## [Exercise aim]
Each line of the data below from the one holding "At least in" to the one holding "I think yes.", inclusive, is to be reproduced exactly; no other line belongs in the answer.

## [Listed records]
________

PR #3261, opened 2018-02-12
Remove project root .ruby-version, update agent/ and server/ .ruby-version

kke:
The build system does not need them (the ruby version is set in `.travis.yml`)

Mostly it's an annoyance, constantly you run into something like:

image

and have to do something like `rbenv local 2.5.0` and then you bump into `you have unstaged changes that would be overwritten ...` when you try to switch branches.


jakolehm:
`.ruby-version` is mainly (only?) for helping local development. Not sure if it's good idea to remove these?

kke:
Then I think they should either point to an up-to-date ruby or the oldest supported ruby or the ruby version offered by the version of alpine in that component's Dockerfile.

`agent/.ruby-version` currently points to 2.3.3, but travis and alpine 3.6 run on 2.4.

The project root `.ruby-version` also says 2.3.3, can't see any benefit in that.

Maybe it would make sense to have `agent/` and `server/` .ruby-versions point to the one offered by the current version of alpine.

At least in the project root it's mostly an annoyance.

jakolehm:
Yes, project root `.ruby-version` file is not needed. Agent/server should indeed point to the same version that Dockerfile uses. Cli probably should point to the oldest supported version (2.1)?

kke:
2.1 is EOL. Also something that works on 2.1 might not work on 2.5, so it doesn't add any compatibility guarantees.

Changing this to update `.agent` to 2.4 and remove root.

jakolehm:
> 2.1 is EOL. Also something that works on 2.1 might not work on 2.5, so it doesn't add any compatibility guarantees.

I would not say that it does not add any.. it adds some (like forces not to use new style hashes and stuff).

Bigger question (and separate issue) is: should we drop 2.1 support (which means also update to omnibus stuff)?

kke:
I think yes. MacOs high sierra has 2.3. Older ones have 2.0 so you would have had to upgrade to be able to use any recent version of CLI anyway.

________

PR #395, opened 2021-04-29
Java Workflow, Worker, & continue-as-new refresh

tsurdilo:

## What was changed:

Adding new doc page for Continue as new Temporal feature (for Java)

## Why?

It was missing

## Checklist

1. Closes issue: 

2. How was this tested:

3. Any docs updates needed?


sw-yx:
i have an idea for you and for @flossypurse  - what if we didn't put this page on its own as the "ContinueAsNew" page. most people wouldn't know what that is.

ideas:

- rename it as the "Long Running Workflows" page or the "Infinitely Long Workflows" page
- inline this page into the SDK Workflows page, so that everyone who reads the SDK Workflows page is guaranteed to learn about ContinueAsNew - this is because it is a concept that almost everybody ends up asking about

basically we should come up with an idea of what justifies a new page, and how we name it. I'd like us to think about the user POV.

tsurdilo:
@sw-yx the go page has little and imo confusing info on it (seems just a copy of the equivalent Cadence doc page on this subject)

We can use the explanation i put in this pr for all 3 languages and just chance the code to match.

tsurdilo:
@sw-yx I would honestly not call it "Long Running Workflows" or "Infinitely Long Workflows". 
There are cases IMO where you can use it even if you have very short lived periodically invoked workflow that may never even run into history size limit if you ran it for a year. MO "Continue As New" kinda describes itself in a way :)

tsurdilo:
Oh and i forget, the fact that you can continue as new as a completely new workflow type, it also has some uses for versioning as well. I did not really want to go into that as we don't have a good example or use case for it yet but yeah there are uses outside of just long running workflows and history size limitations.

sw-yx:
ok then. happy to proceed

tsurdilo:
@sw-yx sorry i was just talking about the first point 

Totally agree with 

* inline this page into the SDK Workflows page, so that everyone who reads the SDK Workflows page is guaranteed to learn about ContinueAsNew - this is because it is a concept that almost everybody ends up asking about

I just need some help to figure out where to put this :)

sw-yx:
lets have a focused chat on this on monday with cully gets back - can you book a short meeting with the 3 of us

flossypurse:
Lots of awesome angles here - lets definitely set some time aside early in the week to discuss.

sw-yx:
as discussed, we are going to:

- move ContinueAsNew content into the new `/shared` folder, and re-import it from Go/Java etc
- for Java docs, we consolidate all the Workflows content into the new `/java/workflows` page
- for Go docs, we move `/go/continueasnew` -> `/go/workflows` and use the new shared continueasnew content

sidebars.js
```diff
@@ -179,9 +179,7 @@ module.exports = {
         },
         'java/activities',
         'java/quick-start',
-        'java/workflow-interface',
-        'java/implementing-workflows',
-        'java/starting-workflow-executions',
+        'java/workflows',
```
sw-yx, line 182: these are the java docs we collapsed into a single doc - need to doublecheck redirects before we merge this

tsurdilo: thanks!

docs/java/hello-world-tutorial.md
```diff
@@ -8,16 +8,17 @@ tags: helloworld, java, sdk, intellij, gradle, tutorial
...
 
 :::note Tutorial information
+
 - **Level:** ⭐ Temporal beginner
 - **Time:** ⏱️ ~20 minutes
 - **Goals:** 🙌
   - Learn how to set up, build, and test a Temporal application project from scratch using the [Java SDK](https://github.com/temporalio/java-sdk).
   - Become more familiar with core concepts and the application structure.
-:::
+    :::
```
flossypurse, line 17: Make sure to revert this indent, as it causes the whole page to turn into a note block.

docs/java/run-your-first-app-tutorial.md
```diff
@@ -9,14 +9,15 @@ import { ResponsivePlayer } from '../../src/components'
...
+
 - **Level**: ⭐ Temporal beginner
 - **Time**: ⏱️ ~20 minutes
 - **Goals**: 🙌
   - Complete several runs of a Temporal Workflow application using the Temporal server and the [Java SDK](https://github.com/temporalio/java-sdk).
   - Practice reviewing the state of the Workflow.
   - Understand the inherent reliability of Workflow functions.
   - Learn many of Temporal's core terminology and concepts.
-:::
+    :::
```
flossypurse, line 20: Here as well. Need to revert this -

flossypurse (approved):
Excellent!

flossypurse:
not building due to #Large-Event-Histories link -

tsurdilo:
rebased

________

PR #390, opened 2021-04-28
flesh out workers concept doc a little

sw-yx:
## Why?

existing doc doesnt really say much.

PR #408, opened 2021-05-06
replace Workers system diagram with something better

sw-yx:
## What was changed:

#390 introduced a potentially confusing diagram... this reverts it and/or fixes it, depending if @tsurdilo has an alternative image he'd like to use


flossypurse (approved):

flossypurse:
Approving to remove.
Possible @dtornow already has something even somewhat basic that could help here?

________

## [Exercise answer]
At least in the project root it's mostly an annoyance.

jakolehm:
Yes, project root `.ruby-version` file is not needed. Agent/server should indeed point to the same version that Dockerfile uses. Cli probably should point to the oldest supported version (2.1)?

kke:
2.1 is EOL. Also something that works on 2.1 might not work on 2.5, so it doesn't add any compatibility guarantees.

Changing this to update `.agent` to 2.4 and remove root.

jakolehm:
> 2.1 is EOL. Also something that works on 2.1 might not work on 2.5, so it doesn't add any compatibility guarantees.

I would not say that it does not add any.. it adds some (like forces not to use new style hashes and stuff).

Bigger question (and separate issue) is: should we drop 2.1 support (which means also update to omnibus stuff)?

kke:
I think yes. MacOs high sierra has 2.3. Older ones have 2.0 so you would have had to upgrade to be able to use any recent version of CLI anyway.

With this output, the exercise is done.